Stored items
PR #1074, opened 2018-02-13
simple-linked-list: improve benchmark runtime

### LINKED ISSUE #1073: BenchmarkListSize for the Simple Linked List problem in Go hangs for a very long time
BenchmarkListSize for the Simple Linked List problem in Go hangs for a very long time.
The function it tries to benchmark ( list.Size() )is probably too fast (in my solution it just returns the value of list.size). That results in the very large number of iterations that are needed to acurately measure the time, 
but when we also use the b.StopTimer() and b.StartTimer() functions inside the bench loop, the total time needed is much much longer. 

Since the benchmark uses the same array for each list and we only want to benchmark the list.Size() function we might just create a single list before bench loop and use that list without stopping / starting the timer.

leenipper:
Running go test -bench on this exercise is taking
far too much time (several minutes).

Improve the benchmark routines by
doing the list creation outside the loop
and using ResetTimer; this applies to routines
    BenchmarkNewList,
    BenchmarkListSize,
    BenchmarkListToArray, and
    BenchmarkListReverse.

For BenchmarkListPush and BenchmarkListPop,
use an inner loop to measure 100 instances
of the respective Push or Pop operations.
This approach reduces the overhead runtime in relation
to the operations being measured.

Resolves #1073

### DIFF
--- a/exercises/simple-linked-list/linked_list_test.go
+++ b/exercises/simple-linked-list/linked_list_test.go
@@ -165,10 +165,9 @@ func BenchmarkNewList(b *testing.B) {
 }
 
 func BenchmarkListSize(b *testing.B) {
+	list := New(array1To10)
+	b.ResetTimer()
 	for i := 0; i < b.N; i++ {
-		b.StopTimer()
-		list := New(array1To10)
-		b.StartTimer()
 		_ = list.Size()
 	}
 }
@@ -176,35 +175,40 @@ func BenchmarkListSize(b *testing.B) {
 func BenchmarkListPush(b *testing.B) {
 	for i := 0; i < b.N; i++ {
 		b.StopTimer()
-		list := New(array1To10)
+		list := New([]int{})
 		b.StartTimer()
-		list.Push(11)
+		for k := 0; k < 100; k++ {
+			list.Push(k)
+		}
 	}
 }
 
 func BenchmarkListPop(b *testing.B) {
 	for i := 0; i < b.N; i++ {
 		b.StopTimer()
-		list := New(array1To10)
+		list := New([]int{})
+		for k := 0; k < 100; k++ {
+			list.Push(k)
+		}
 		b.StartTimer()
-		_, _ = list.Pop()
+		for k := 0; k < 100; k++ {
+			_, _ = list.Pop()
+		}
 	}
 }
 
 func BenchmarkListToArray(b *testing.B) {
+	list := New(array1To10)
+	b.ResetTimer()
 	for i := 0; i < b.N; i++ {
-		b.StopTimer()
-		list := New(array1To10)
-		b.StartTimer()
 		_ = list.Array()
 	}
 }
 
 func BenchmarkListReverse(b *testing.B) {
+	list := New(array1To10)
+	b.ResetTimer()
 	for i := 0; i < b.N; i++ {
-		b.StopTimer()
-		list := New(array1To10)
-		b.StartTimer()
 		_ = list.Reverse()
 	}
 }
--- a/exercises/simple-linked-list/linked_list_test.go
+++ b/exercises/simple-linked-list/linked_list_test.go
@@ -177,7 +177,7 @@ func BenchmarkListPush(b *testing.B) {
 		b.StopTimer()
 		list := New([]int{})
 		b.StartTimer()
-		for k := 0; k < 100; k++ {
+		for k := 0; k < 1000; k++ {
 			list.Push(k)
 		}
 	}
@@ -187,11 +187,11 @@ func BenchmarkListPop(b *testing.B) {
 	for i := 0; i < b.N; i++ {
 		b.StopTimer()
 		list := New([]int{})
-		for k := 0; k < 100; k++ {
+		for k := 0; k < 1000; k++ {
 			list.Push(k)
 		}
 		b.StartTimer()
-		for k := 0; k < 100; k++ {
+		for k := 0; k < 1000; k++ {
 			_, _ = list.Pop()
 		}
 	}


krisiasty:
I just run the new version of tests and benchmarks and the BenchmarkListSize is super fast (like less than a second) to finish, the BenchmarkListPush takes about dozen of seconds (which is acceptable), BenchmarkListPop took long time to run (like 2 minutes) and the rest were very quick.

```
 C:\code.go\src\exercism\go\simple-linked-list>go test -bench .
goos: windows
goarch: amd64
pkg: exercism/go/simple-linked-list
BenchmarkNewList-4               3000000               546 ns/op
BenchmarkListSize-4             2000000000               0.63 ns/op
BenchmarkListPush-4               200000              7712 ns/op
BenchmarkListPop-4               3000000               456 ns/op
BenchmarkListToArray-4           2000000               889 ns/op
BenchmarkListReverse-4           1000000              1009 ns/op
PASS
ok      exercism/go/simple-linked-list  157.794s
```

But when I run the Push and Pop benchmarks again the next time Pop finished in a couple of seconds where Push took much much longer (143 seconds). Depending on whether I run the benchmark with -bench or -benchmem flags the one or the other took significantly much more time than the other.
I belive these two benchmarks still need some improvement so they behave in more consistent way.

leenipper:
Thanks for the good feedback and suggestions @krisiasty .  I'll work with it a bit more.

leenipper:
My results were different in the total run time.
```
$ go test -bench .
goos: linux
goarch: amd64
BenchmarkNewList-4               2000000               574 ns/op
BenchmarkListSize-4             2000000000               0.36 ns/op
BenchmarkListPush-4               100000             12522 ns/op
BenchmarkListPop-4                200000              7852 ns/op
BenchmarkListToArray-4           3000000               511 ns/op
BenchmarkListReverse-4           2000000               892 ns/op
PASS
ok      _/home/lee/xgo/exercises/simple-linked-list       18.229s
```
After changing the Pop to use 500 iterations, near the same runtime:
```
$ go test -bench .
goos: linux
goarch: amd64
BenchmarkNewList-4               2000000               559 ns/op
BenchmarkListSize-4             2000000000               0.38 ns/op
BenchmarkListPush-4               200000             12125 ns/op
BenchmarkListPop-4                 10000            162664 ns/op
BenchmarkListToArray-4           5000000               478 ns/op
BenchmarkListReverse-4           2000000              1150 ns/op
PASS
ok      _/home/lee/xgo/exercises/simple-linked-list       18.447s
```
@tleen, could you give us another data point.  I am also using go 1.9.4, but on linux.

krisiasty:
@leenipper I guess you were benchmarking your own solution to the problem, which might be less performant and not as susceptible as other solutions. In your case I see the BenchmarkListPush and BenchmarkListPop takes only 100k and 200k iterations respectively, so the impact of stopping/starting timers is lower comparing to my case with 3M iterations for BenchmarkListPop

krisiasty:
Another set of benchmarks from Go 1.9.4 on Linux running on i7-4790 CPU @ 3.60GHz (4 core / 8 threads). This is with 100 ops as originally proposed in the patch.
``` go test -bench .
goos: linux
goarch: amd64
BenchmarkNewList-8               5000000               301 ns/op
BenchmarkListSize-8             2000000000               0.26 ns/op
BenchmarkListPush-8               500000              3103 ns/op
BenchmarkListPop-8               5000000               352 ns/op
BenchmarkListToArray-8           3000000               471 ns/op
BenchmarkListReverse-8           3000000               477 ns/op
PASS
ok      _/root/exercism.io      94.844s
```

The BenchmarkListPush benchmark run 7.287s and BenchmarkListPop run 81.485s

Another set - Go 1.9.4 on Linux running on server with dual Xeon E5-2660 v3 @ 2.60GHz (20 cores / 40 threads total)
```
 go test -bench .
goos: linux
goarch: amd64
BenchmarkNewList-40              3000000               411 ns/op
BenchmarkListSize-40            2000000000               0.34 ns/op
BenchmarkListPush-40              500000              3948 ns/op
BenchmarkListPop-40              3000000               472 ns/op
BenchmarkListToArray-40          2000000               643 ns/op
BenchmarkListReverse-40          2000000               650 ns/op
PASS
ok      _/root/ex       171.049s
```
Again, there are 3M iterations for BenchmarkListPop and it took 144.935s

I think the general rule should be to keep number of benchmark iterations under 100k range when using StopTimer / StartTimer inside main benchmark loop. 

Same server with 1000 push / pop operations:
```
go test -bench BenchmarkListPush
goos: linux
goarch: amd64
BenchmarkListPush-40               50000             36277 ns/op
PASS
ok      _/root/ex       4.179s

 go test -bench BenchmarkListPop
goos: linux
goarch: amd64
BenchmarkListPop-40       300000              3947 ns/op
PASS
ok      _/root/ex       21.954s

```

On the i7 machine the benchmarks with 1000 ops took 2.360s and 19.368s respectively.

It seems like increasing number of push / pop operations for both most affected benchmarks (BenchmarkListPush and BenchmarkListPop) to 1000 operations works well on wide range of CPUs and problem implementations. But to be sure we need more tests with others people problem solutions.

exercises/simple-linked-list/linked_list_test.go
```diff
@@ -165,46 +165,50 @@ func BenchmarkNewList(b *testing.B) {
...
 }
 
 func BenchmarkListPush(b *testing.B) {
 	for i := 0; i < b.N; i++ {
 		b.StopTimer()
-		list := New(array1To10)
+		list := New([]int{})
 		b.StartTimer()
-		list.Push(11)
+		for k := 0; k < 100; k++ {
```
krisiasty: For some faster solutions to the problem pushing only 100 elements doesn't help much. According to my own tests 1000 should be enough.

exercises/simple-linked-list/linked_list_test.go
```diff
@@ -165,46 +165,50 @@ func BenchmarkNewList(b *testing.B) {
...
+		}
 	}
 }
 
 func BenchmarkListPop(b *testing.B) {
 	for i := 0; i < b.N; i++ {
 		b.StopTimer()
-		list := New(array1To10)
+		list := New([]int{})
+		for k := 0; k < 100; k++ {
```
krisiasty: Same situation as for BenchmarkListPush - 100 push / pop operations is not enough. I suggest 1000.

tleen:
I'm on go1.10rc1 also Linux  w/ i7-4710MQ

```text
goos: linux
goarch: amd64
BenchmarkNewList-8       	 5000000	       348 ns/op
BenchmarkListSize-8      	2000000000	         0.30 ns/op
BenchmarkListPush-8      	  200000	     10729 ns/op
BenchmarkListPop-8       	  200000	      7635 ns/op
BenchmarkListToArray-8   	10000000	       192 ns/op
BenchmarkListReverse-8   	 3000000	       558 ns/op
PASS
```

# Work request
Filter the data above by the word "respectively" and copy every line that matches.

# Response
@leenipper I guess you were benchmarking your own solution to the problem, which might be less performant and not as susceptible as other solutions. In your case I see the BenchmarkListPush and BenchmarkListPop takes only 100k and 200k iterations respectively, so the impact of stopping/starting timers is lower comparing to my case with 3M iterations for BenchmarkListPop
On the i7 machine the benchmarks with 1000 ops took 2.360s and 19.368s respectively.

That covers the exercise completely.